*** DATA PROVIDED ***
PR #8846, opened 2026-02-27
fix(llm): enforce persona restrictions on public LLM providers

nmgarza5:
## Description

Fixes two compounding bugs in LLM provider access control:

1. **Backend (`can_user_access_llm_provider`):** `is_public=True` short-circuited the entire function, bypassing persona whitelist checks. A public provider with `personas=[0, 1]` was accessible to *all* personas. Fix: enforce persona restrictions first, then apply `is_public` as a user/group bypass only.

2. **Frontend (`useLlmManager.hasAnyProvider`):** Derived from the global `/api/llm/provider` endpoint (no persona context), so when the default provider was non-public, chat input was disabled for all personas — even those with their own assigned provider. Fix: derive `hasAnyProvider` from the persona-aware provider list (`llmProviders`) instead of `allUserProviders`.

## Additional Options

---
## Summary by cubic
Enforces persona restrictions on public LLM providers and fixes chat provider detection. Global lists exclude public providers with persona limits; persona-aware lists include them only when allowed.

- **Bug Fixes**
  - Backend: Enforce persona whitelist before is_public (now only bypasses groups). Global provider list uses persona=None, so persona-restricted public providers are hidden. Added tests for public-with-personas and public-without-personas.
  - Frontend: hasAnyProvider now uses the persona-aware llmProviders (falls back to global when no persona) to avoid disabling chat when the selected persona has access.

- **Refactors**
  - Simplified can_user_access_llm_provider (hoisted ID extraction, collapsed branches to “return has_personas or is_admin”) and clarified API comments to reflect persona-aware public behavior.

<sup>Written for commit 8e75f029bd35892f67ec4cc623d190801555ee28. Summary will update on new commits.</sup>

### DIFF
--- a/backend/onyx/db/llm.py
+++ b/backend/onyx/db/llm.py
@@ -124,39 +124,23 @@ def can_user_access_llm_provider(
     5. is_public=False, only personas set → must use whitelisted persona
     6. is_public=False, neither set → admin-only (locked)
     """
-    # Extract IDs once to avoid multiple iterations
-    provider_group_ids = (
-        {group.id for group in provider.groups} if provider.groups else set()
-    )
-    provider_persona_ids = (
-        {p.id for p in provider.personas} if provider.personas else set()
-    )
-
+    provider_group_ids = {g.id for g in (provider.groups or [])}
+    provider_persona_ids = {p.id for p in (provider.personas or [])}
+    has_groups = bool(provider_group_ids)
     has_personas = bool(provider_persona_ids)
 
     # Persona restrictions are always enforced when set, regardless of is_public
-    if has_personas:
-        persona_allowed = persona.id in provider_persona_ids if persona else False
-        if not persona_allowed:
-            return False
+    if has_personas and not (persona and persona.id in provider_persona_ids):
+        return False
 
-    # Public providers bypass user/group checks
     if provider.is_public:
         return True
 
-    has_groups = bool(provider_group_ids)
-
-    # Groups set → user must be in one of the groups (admins bypass)
     if has_groups:
         return is_admin or bool(user_group_ids & provider_group_ids)
 
-    # Only personas set (no groups) — persona check already passed above,
-    # so the user is allowed via persona whitelist alone
-    if has_personas:
-        return True
-
-    # Neither groups nor personas set, and not public → admin-only (locked)
-    return is_admin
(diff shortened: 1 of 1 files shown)


backend/onyx/db/llm.py
```diff
@@ -109,17 +109,21 @@ def can_user_access_llm_provider(
...
+    Decision matrix:
+    1. is_public=True, no personas set → everyone has access
+    2. is_public=True, personas set → all users, but only whitelisted personas
+    3. is_public=False, groups+personas set → must satisfy BOTH (admins bypass groups)
+    4. is_public=False, only groups set → must be in group (admins bypass)
+    5. is_public=False, only personas set → must use whitelisted persona
+    6. is_public=False, neither set → admin-only (locked)
     """
-    # Public override - everyone has access
-    if provider.is_public:
```
Danelegend, line 120: Hmm, if it's the case that there are restriction on being public, it might be worth renaming this sometime soon. I can imagine mistakes arising down the line

backend/onyx/db/llm.py
```diff
@@ -128,25 +132,30 @@ def can_user_access_llm_provider(
...
-        return user_in_group and persona_allowed
+        if not persona_allowed:
+            return False
 
-    # Only groups set → user must be in one of the groups (admins bypass)
+    # Public providers bypass user/group checks
+    if provider.is_public:
+        return True
+
+    has_groups = bool(provider_group_ids)
```
Danelegend: Imo I think this sort of function is a bit cleaner when it follows a, define all data, then perform conditionals sort of approach.

Currently finding it a bit non-trivial to follow, but I think if we did something along these lines it could be a bit nicer:
```
provider_group_ids = {g.id for g in (provider.groups or [])}
provider_persona_ids = {p.id for p in (provider.personas or [])}

has_groups = bool(provider_group_ids)
has_personas = bool(provider_persona_ids)

# personas always enforced
if has_personas and not (persona and persona.id in provider_persona_ids):
    return False

if provider.is_public:
    return True

if has_groups:
    return is_admin or bool(user_group_ids & provider_group_ids)

# no groups: either persona-whitelisted (already passed) or admin-only if locked
return has_personas or is_admin
```

Just a rough sketch out so not sure if that is correct or if it's the best way to go, but a small suggestion

Danelegend (approved):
***
WORK TO BE COMPLETED:
Retype the entries above. Match them exactly.

OUTPUT BELOW:
PR #8846, opened 2026-02-27
fix(llm): enforce persona restrictions on public LLM providers

nmgarza5:
## Description

Fixes two compounding bugs in LLM provider access control:

1. **Backend (`can_user_access_llm_provider`):** `is_public=True` short-circuited the entire function, bypassing persona whitelist checks. A public provider with `personas=[0, 1]` was accessible to *all* personas. Fix: enforce persona restrictions first, then apply `is_public` as a user/group bypass only.

2. **Frontend (`useLlmManager.hasAnyProvider`):** Derived from the global `/api/llm/provider` endpoint (no persona context), so when the default provider was non-public, chat input was disabled for all personas — even those with their own assigned provider. Fix: derive `hasAnyProvider` from the persona-aware provider list (`llmProviders`) instead of `allUserProviders`.

## Additional Options

---
## Summary by cubic
Enforces persona restrictions on public LLM providers and fixes chat provider detection. Global lists exclude public providers with persona limits; persona-aware lists include them only when allowed.

- **Bug Fixes**
  - Backend: Enforce persona whitelist before is_public (now only bypasses groups). Global provider list uses persona=None, so persona-restricted public providers are hidden. Added tests for public-with-personas and public-without-personas.
  - Frontend: hasAnyProvider now uses the persona-aware llmProviders (falls back to global when no persona) to avoid disabling chat when the selected persona has access.

- **Refactors**
  - Simplified can_user_access_llm_provider (hoisted ID extraction, collapsed branches to “return has_personas or is_admin”) and clarified API comments to reflect persona-aware public behavior.

<sup>Written for commit 8e75f029bd35892f67ec4cc623d190801555ee28. Summary will update on new commits.</sup>

### DIFF
--- a/backend/onyx/db/llm.py
+++ b/backend/onyx/db/llm.py
@@ -124,39 +124,23 @@ def can_user_access_llm_provider(
     5. is_public=False, only personas set → must use whitelisted persona
     6. is_public=False, neither set → admin-only (locked)
     """
-    # Extract IDs once to avoid multiple iterations
-    provider_group_ids = (
-        {group.id for group in provider.groups} if provider.groups else set()
-    )
-    provider_persona_ids = (
-        {p.id for p in provider.personas} if provider.personas else set()
-    )
-
+    provider_group_ids = {g.id for g in (provider.groups or [])}
+    provider_persona_ids = {p.id for p in (provider.personas or [])}
+    has_groups = bool(provider_group_ids)
     has_personas = bool(provider_persona_ids)
 
     # Persona restrictions are always enforced when set, regardless of is_public
-    if has_personas:
-        persona_allowed = persona.id in provider_persona_ids if persona else False
-        if not persona_allowed:
-            return False
+    if has_personas and not (persona and persona.id in provider_persona_ids):
+        return False
 
-    # Public providers bypass user/group checks
     if provider.is_public:
         return True
 
-    has_groups = bool(provider_group_ids)
-
-    # Groups set → user must be in one of the groups (admins bypass)
     if has_groups:
         return is_admin or bool(user_group_ids & provider_group_ids)
 
-    # Only personas set (no groups) — persona check already passed above,
-    # so the user is allowed via persona whitelist alone
-    if has_personas:
-        return True
-
-    # Neither groups nor personas set, and not public → admin-only (locked)
-    return is_admin
(diff shortened: 1 of 1 files shown)


backend/onyx/db/llm.py
```diff
@@ -109,17 +109,21 @@ def can_user_access_llm_provider(
...
+    Decision matrix:
+    1. is_public=True, no personas set → everyone has access
+    2. is_public=True, personas set → all users, but only whitelisted personas
+    3. is_public=False, groups+personas set → must satisfy BOTH (admins bypass groups)
+    4. is_public=False, only groups set → must be in group (admins bypass)
+    5. is_public=False, only personas set → must use whitelisted persona
+    6. is_public=False, neither set → admin-only (locked)
     """
-    # Public override - everyone has access
-    if provider.is_public:
```
Danelegend, line 120: Hmm, if it's the case that there are restriction on being public, it might be worth renaming this sometime soon. I can imagine mistakes arising down the line

backend/onyx/db/llm.py
```diff
@@ -128,25 +132,30 @@ def can_user_access_llm_provider(
...
-        return user_in_group and persona_allowed
+        if not persona_allowed:
+            return False
 
-    # Only groups set → user must be in one of the groups (admins bypass)
+    # Public providers bypass user/group checks
+    if provider.is_public:
+        return True
+
+    has_groups = bool(provider_group_ids)
```
Danelegend: Imo I think this sort of function is a bit cleaner when it follows a, define all data, then perform conditionals sort of approach.

Currently finding it a bit non-trivial to follow, but I think if we did something along these lines it could be a bit nicer:
```
provider_group_ids = {g.id for g in (provider.groups or [])}
provider_persona_ids = {p.id for p in (provider.personas or [])}

has_groups = bool(provider_group_ids)
has_personas = bool(provider_persona_ids)

# personas always enforced
if has_personas and not (persona and persona.id in provider_persona_ids):
    return False

if provider.is_public:
    return True

if has_groups:
    return is_admin or bool(user_group_ids & provider_group_ids)

# no groups: either persona-whitelisted (already passed) or admin-only if locked
return has_personas or is_admin
```

Just a rough sketch out so not sure if that is correct or if it's the best way to go, but a small suggestion

Danelegend (approved):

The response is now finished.